* Exercise aim *
Starting with the line that contains "PR #71, opened 2020-11-10" and stopping after the line that contains "aakso, line 560: I", return each line below exactly as written, with no others.

* Dataset records *
»»
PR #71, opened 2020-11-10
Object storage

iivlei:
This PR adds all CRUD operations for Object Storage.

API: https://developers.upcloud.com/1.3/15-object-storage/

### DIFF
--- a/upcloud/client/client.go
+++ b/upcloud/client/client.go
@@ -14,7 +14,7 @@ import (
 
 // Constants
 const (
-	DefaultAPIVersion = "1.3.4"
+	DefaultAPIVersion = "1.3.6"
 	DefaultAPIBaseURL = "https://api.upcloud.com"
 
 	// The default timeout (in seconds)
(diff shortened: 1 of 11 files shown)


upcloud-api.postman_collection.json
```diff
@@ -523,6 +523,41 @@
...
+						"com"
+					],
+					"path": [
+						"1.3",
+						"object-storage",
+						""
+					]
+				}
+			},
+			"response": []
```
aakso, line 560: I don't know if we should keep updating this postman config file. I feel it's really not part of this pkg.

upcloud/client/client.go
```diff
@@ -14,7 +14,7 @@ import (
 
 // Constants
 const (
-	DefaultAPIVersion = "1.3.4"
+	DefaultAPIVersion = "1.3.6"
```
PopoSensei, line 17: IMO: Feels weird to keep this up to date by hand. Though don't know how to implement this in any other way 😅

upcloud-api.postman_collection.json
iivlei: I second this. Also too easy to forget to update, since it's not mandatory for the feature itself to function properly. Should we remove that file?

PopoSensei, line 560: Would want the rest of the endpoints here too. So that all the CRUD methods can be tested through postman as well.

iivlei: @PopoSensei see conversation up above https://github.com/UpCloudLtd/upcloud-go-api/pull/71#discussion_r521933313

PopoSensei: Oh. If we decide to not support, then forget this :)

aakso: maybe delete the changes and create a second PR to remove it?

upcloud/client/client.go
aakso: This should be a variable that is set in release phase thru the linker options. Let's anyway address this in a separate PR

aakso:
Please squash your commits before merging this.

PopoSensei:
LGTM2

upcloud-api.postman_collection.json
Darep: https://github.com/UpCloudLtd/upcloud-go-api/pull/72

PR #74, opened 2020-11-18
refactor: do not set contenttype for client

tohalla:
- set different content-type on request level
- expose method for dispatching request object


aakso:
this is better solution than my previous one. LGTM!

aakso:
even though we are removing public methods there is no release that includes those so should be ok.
««
»»
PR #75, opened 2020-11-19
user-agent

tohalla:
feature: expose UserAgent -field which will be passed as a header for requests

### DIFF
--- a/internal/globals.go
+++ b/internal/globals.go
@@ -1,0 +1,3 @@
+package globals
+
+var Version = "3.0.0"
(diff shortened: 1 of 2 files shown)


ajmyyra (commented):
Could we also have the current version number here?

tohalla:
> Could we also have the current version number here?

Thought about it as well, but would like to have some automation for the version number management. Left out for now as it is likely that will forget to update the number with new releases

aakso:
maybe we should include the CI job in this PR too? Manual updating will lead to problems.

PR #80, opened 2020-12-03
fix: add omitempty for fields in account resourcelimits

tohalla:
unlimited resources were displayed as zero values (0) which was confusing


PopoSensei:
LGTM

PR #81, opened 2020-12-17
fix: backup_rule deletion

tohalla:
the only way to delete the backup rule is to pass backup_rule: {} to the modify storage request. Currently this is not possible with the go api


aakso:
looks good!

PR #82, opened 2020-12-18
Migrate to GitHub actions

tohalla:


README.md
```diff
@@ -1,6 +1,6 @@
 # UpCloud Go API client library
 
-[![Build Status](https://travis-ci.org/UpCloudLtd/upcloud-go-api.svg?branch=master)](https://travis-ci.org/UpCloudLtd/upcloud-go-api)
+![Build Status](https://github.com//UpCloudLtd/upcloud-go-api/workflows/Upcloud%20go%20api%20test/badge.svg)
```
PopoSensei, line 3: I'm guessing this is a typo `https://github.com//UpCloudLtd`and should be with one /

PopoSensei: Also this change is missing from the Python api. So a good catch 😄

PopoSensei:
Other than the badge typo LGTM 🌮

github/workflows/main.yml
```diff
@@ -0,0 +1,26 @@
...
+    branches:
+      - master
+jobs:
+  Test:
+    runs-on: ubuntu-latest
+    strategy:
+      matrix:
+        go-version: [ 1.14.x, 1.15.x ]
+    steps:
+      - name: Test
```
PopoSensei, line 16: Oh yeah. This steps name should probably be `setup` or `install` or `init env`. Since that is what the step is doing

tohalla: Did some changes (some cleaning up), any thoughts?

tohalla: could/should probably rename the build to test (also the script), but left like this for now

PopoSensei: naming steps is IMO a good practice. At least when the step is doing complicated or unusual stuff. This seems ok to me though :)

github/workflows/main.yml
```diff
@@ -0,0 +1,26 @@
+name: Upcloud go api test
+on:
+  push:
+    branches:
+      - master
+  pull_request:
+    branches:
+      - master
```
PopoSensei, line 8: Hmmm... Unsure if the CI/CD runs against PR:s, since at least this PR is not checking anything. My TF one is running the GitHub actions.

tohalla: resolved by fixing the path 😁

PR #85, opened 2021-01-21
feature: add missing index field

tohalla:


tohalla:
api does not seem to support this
««
* Worked solution *
PR #71, opened 2020-11-10
Object storage

iivlei:
This PR adds all CRUD operations for Object Storage.

API: https://developers.upcloud.com/1.3/15-object-storage/

### DIFF
--- a/upcloud/client/client.go
+++ b/upcloud/client/client.go
@@ -14,7 +14,7 @@ import (
 
 // Constants
 const (
-	DefaultAPIVersion = "1.3.4"
+	DefaultAPIVersion = "1.3.6"
 	DefaultAPIBaseURL = "https://api.upcloud.com"
 
 	// The default timeout (in seconds)
(diff shortened: 1 of 11 files shown)


upcloud-api.postman_collection.json
```diff
@@ -523,6 +523,41 @@
...
+						"com"
+					],
+					"path": [
+						"1.3",
+						"object-storage",
+						""
+					]
+				}
+			},
+			"response": []
```
aakso, line 560: I don't know if we should keep updating this postman config file. I feel it's really not part of this pkg.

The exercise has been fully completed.